Download entire web page using wget

I needed to download entire web page to my local computer recently. I had several requirements:

  • "look and feel" of webpage must stay exactly the same,
  • all internal and external links must stay valid,
  • all javascripts must work.

I found out this task even more simple than I expected. I decided to use GNU wget. This command line tool is included in most Linux distributions. Windows version is also availible. Basic usage is quite straightforward:

wget https://example.com/

This will download the file index.html to the current folder. To achieve result I described at the beggining we have to do some more magic:

$ wget \
     --recursive \
     --no-clobber \
     --page-requisites \
     --html-extension \
     --convert-links \
     --restrict-file-names=windows \
     --domains example.com \
     --no-parent \
         https://www.example.com/folder1/folder/

This will do exactly what we wanted.

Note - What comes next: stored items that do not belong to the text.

PR #9947, opened 2021-12-22
fix: Fix for on page load action in forked application

### LINKED ISSUE #9945: [Bug]: The Forked app fails to load data on page load

### Current Behavior

 The Forked app fails to load data on page load
[LOOM DEMO](https://www.loom.com/share/170155be60a04a0ea01dc69d75181c80)

### Steps To Reproduce

1. fork any of the application 
2. On the canvas verify the  data binded for the widget

### Environment

Release

### Version

Cloud

abhvsn:
## Description

> Because of the default actionId was missing in layoutOnLoad action inside page layout for the forked application, forked application on page action was not getting executed. This PR assigns the newly created action id as the defaultActionId. 

Fixes #9945 

## Type of change

## How Has This Been Tested?

> Junit TC
> Manual test

## Checklist:

### DIFF
--- a/app/server/appsmith-server/src/main/java/com/appsmith/server/solutions/ce/ExamplesOrganizationClonerCEImpl.java
+++ b/app/server/appsmith-server/src/main/java/com/appsmith/server/solutions/ce/ExamplesOrganizationClonerCEImpl.java
@@ -385,7 +385,9 @@ public class ExamplesOrganizationClonerCEImpl implements ExamplesOrganizationClo
         for (final Set<DslActionDTO> actionSet : layout.getLayoutOnLoadActions()) {
             for (final DslActionDTO actionDTO : actionSet) {
                 if (actionIdsMap.containsKey(actionDTO.getId())) {
-                    actionDTO.setId(actionIdsMap.get(actionDTO.getId()));
+                    final String srcActionId = actionDTO.getId();
+                    actionDTO.setId(actionIdsMap.get(srcActionId));
+                    actionDTO.setDefaultActionId(actionIdsMap.get(srcActionId));
                     shouldSave = true;
                 } else {
                     log.error(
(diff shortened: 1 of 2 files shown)


app/server/appsmith-server/src/main/java/com/appsmith/server/solutions/ce/ExamplesOrganizationClonerCEImpl.java
```diff
@@ -385,7 +385,9 @@ private boolean updateOnLoadActionsWithNewActionIds(Map<String, String> actionId
         for (final Set<DslActionDTO> actionSet : layout.getLayoutOnLoadActions()) {
             for (final DslActionDTO actionDTO : actionSet) {
                 if (actionIdsMap.containsKey(actionDTO.getId())) {
-                    actionDTO.setId(actionIdsMap.get(actionDTO.getId()));
+                    final String srcActionId = actionDTO.getId();
+                    actionDTO.setId(actionIdsMap.get(srcActionId));
+                    actionDTO.setDefaultActionId(actionIdsMap.get(srcActionId));
```
abhvsn, line 390: Earlier this statement was missing which was causing the issue as defaultActionId was not getting updated correctly

sharat87: Sorry, a little out of the loop here, what's a default action id?

abhvsn: When we implemented the git, every resource is going to have a default resource Id from where this is originated. This is useful for 2 reasons,
1. To minimise the DB calls (In current case if the defaultActiuonId is not saved in layoutOnLoadAction then we have to make a call to newActionService to find out what is the defaultActionId for this)
2. Connect resources across branches

In git client is going to be aware of single ID for each resource.

abhvsn: So while responding to client we just replace the actionId with defaultActionId in current case, considering client don't have to worry about different IDs we have in server side

sharat87 (approved):

PR #9961, opened 2021-12-23
chore: Fixed dot replacement policy for mongo

### LINKED ISSUE #5868: [Bug] MappingException: Map key Sq.Yds. Per Carton contains dots but no replacement was configured! Make sure map keys do...
Sentry Issue: [APPSMITH-VA](https://sentry.io/organizations/appsmith/issues/2424076937/?referrer=github_integration)

```
MappingException: Map key Sq.Yds. Per Carton contains dots but no replacement was configured! Make sure map keys don't contain dots in the first place or configure an appropriate replacement!
    at org.springframework.data.mongodb.core.convert.MappingMongoConverter.potentiallyEscapeMapKey(MappingMongoConverter.java:873)
```

nidhi-nair:
Fixes #5868


app/server/appsmith-server/src/main/java/com/appsmith/server/configurations/MongoConfig.java
```diff
@@ -107,6 +107,7 @@ public MappingMongoConverter mappingMongoConverter(DefaultTypeMapper<Bson> typeM
         MappingMongoConverter converter = new MappingMongoConverter(NoOpDbRefResolver.INSTANCE, context);
         converter.setTypeMapper((MongoTypeMapper) typeMapper);
         converter.setCustomConversions(mongoCustomConversions());
+        converter.setMapKeyDotReplacement("-APPSMITH-DOT-REPLACEMENT-");
```
mohanarpit, line 110: I'm slightly wary of this change. Since we'll be replacing all the dots in Mongo keys with a placeholder, the Mongo converter will traverse all keys of all objects in order to find dot characters & replace them. Will this cause a performance issue?

nidhi-nair: The mongo converter already does these steps, apart from the replacement itself. If you look at the stack trace of the issue, the converter was attempting to find if this key has any dots, identified that it does, and failed to find a replacement which is why it threw an error. By setting this replacement we're simply allowing the string replace to happen. Same thing happens with unescaping.

mohanarpit (approved):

Let's see what each of this switches does:

  • --recursive - recurively download all files that are linked from main file,
  • --no-clobber - do not overwrite files that already exist locally (useful when previous run failed for any reason),
  • --page-requisites - download all page elements (JS, CSS, ..),
  • --html-extension - add .html extension to files (if not already there),
  • --convert-links - fix links in html files to work offline,
  • --restrict-file-names=windows - rename files to work also in Windows,
  • --domains example.com - limit downloads to listed domains (links that point to other domains will not be followed),
  • --no-parent - do not download files form folders below given root folder (folder1/folder/ in our example; files from /folder1 are not going to be transferred).